_ENTRIES PROVIDED:_
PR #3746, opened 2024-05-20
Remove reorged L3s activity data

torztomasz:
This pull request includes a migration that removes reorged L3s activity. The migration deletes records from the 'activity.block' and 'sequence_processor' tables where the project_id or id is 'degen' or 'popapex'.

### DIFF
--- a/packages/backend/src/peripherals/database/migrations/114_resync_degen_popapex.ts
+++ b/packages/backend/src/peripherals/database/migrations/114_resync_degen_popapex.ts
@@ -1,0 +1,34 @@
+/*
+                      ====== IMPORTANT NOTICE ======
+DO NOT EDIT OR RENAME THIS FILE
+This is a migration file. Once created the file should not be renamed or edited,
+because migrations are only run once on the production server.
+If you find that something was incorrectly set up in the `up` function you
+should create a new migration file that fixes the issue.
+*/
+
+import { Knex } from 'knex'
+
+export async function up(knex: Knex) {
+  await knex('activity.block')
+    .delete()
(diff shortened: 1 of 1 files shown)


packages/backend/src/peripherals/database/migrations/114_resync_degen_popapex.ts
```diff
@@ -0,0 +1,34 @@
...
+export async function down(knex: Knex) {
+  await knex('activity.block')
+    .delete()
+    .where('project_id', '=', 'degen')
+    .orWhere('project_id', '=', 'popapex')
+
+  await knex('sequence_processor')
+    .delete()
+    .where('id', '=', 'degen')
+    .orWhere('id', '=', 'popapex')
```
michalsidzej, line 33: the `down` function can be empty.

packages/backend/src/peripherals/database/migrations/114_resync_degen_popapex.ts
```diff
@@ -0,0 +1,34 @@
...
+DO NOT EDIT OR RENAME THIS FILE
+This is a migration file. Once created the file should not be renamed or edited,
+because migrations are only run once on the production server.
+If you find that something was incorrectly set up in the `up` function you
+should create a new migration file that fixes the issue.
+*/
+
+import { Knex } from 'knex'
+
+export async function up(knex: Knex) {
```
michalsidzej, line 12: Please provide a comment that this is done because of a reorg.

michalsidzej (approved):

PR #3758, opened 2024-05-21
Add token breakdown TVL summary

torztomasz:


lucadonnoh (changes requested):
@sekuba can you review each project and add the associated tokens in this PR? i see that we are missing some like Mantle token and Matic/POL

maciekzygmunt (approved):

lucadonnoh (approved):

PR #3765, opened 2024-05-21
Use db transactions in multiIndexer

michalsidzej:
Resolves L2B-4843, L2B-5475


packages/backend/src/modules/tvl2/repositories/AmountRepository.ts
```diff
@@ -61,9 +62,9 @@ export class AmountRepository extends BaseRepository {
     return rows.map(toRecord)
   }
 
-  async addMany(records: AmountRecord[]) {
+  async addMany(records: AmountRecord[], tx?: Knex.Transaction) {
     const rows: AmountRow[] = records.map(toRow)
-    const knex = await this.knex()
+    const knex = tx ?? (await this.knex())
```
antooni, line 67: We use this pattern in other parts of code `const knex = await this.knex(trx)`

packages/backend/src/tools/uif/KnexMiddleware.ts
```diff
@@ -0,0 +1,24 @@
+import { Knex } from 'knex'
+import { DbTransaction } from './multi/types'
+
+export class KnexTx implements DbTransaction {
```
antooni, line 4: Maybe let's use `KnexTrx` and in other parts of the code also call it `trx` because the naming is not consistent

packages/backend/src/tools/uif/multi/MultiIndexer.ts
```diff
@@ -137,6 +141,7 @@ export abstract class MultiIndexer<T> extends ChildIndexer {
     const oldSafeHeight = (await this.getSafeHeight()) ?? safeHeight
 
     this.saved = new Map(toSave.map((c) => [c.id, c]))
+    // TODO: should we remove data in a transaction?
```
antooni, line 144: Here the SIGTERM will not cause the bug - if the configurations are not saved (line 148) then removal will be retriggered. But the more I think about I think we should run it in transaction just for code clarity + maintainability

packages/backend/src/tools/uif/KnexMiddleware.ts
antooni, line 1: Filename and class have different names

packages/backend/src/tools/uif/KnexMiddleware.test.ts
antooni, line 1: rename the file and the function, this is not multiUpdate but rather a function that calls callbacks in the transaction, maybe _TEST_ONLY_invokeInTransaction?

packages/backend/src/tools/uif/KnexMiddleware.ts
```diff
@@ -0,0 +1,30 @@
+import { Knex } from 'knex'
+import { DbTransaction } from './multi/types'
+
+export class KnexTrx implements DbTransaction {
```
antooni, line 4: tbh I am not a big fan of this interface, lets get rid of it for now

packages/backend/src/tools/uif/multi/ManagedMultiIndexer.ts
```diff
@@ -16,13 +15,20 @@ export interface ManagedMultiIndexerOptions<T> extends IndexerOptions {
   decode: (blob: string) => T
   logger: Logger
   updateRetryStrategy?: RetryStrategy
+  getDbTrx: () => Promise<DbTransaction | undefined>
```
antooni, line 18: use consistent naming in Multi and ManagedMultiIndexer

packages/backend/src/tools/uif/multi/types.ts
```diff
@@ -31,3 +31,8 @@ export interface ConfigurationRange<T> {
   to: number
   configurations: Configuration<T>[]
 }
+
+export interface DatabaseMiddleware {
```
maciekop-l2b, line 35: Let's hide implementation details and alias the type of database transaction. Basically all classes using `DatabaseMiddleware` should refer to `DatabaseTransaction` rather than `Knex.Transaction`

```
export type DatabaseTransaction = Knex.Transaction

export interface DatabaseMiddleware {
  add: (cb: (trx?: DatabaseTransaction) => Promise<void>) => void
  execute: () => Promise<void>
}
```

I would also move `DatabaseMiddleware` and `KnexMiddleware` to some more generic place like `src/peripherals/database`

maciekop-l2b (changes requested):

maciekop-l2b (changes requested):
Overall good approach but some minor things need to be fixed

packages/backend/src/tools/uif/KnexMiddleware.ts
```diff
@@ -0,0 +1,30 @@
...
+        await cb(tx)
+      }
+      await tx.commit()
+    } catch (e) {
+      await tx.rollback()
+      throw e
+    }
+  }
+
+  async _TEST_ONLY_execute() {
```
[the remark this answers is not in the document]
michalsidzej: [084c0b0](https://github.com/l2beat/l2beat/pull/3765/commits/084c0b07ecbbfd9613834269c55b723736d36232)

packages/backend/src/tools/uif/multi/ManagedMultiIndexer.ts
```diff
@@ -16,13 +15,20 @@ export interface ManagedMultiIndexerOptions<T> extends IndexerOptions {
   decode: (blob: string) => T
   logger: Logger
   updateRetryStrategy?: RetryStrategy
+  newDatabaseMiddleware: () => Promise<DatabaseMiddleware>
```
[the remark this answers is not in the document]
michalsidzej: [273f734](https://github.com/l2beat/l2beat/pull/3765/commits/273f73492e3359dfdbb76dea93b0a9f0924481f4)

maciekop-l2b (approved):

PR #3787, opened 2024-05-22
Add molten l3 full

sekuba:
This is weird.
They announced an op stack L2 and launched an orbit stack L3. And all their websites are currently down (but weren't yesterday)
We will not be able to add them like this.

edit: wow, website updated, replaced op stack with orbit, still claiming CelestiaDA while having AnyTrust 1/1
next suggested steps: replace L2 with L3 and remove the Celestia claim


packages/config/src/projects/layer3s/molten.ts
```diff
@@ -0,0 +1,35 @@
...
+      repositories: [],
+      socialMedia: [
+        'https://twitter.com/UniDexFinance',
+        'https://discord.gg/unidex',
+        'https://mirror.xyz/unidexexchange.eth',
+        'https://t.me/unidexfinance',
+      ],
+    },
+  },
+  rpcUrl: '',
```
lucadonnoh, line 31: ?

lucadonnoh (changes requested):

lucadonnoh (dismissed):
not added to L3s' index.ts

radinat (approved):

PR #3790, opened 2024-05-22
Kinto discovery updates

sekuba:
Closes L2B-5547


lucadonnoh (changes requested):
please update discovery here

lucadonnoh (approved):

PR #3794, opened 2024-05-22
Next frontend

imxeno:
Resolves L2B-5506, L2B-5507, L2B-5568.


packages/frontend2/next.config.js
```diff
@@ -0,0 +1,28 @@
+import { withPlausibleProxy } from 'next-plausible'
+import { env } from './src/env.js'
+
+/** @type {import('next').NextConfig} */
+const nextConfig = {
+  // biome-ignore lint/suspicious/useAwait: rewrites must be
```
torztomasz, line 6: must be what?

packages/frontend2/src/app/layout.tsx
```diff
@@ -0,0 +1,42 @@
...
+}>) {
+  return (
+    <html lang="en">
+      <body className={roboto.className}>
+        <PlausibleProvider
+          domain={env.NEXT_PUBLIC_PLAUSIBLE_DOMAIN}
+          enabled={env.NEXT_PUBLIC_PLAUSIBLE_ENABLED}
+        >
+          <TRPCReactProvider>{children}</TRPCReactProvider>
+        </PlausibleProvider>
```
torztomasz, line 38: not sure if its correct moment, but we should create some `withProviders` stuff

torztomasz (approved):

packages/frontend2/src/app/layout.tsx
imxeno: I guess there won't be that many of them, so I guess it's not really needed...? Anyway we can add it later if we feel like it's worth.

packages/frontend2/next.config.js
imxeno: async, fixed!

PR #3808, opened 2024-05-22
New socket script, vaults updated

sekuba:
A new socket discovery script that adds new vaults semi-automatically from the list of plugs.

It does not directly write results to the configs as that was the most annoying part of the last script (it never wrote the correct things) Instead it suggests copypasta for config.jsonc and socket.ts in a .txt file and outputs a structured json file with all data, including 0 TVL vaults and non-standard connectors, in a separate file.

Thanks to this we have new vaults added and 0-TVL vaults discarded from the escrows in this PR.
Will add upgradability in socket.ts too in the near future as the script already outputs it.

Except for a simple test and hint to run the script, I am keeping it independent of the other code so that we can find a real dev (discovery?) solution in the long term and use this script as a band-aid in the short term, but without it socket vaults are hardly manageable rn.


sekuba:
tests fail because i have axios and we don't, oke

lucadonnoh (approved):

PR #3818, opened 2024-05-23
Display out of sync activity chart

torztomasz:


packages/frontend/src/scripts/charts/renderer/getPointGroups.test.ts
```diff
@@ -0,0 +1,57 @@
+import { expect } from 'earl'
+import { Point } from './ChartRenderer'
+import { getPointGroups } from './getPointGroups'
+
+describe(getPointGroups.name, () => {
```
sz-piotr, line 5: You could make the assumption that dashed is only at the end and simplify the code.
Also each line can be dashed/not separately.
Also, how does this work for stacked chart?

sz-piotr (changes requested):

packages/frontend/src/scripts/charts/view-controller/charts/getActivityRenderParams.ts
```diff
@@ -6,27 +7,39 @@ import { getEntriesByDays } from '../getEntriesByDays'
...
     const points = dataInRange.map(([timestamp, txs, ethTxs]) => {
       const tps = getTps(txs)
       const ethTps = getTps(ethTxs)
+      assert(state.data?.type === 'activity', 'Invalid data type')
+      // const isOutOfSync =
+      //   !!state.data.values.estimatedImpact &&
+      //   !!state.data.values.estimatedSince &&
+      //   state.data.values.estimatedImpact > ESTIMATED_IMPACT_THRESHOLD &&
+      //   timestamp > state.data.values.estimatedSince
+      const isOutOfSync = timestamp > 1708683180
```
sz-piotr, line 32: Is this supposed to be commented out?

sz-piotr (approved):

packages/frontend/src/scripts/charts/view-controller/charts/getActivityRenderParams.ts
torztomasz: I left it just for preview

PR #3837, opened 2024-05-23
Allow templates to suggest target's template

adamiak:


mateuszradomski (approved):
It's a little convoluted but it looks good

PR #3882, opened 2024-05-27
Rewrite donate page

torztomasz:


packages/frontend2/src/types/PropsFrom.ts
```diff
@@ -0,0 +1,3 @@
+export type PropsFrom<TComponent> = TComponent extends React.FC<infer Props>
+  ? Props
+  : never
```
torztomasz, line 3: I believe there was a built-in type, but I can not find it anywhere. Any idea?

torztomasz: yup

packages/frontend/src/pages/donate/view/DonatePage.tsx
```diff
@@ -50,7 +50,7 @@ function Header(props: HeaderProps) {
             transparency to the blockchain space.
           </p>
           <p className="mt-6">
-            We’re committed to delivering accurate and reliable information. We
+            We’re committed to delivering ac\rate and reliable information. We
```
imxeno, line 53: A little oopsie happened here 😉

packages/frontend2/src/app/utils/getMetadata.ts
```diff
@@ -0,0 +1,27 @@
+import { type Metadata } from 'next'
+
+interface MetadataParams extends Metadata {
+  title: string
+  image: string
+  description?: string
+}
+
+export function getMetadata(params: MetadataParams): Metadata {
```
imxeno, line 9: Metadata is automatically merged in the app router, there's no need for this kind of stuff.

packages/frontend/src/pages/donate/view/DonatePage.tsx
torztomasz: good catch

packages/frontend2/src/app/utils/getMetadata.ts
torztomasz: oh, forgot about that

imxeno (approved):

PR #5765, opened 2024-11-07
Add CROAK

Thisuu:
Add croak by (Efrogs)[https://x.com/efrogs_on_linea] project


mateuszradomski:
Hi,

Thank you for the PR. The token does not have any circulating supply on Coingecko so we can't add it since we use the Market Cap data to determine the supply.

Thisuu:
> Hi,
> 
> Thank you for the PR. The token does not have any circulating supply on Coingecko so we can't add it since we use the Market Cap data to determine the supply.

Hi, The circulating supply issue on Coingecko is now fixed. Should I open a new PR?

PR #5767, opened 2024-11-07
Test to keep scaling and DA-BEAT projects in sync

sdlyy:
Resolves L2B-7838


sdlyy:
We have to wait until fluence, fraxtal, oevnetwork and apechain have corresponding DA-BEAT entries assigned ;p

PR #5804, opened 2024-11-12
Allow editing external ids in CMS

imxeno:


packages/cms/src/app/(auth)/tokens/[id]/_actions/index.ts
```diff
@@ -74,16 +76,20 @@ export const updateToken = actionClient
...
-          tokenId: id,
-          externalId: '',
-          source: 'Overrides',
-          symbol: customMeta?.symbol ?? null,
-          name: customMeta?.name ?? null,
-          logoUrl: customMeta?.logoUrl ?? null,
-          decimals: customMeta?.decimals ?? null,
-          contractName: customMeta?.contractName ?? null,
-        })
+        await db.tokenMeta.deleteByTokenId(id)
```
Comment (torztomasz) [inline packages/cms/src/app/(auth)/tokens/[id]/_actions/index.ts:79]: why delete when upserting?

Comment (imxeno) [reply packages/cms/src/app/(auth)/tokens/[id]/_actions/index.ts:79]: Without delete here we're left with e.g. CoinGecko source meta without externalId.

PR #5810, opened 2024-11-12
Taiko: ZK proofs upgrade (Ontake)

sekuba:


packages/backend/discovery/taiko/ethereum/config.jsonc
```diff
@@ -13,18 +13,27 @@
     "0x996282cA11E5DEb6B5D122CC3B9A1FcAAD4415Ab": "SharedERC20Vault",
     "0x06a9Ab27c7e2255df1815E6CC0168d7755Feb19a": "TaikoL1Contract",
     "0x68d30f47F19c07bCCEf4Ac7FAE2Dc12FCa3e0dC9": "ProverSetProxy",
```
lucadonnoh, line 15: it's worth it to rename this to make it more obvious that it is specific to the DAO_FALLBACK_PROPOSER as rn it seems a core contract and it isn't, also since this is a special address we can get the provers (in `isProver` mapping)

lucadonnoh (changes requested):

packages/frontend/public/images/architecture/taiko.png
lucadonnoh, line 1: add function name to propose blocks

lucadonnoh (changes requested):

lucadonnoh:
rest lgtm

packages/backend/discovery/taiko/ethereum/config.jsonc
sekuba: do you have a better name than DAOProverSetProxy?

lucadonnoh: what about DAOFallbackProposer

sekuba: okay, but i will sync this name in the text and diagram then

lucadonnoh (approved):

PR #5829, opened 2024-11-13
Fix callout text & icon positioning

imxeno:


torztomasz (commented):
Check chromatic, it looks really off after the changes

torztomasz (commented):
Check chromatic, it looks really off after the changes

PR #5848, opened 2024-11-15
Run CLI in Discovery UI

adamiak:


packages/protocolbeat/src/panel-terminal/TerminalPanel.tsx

_ACTION ITEM:_ Only lines that contain the string "getPointGroups" count; pick each one out of the records and copy it.

_EXERCISE RESPONSE:_
packages/frontend/src/scripts/charts/renderer/getPointGroups.test.ts
+import { getPointGroups } from './getPointGroups'
+describe(getPointGroups.name, () => {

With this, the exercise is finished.